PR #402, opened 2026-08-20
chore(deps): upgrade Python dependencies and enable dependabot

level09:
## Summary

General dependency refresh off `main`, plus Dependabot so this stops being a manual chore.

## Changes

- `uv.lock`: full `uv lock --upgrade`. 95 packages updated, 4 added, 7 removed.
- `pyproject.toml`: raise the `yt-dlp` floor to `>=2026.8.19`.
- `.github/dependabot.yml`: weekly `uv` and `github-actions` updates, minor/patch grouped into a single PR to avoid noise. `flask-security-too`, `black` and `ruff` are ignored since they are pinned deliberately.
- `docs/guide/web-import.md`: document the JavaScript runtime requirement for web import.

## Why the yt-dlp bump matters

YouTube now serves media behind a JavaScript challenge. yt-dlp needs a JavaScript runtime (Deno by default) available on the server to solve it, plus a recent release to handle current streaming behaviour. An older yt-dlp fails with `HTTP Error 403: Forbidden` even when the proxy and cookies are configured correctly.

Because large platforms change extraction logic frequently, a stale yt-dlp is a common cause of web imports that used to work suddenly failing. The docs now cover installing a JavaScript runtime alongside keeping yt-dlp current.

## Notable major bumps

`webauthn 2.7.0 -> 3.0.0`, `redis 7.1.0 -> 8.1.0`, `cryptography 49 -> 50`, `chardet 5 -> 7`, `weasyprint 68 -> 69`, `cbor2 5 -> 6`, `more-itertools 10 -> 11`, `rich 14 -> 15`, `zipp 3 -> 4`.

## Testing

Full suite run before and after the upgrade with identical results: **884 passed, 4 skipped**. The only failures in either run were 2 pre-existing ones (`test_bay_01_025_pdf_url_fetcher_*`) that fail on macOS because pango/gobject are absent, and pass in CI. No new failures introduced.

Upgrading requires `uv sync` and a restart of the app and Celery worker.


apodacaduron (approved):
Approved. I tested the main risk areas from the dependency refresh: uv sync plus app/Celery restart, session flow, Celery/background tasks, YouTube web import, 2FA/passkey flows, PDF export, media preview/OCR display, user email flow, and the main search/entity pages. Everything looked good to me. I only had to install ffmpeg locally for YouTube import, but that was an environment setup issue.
==
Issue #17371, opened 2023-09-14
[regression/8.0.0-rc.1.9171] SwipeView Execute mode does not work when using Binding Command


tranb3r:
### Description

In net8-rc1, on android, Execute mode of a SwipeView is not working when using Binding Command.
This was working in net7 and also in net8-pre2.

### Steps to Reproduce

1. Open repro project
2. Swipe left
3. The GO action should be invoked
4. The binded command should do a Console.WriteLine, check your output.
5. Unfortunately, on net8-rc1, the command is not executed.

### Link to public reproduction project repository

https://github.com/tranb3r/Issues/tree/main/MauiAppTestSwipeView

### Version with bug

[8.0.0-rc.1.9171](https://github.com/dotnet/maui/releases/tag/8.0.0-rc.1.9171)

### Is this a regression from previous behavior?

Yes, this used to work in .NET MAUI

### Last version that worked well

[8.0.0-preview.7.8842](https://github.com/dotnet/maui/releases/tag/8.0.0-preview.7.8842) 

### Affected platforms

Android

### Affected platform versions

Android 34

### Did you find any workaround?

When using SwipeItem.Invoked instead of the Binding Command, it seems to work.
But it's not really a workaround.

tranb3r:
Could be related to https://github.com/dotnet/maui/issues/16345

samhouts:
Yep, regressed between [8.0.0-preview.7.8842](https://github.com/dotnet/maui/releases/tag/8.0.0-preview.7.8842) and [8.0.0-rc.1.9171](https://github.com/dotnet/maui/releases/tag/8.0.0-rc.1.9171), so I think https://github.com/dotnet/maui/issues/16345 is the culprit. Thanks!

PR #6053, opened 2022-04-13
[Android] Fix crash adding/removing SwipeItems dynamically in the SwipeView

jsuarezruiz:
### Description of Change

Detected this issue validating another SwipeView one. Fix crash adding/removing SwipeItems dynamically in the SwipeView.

◆ EXERCISE GOAL ◆
Start with the line above that contains "General dependency refresh" and end with the line that contains "## Why the yt-dlp bump matters". Write out those lines exactly, and only those.

◆ REPLY TO THE TASK ◆
General dependency refresh off `main`, plus Dependabot so this stops being a manual chore.

## Changes

- `uv.lock`: full `uv lock --upgrade`. 95 packages updated, 4 added, 7 removed.
- `pyproject.toml`: raise the `yt-dlp` floor to `>=2026.8.19`.
- `.github/dependabot.yml`: weekly `uv` and `github-actions` updates, minor/patch grouped into a single PR to avoid noise. `flask-security-too`, `black` and `ruff` are ignored since they are pinned deliberately.
- `docs/guide/web-import.md`: document the JavaScript runtime requirement for web import.

## Why the yt-dlp bump matters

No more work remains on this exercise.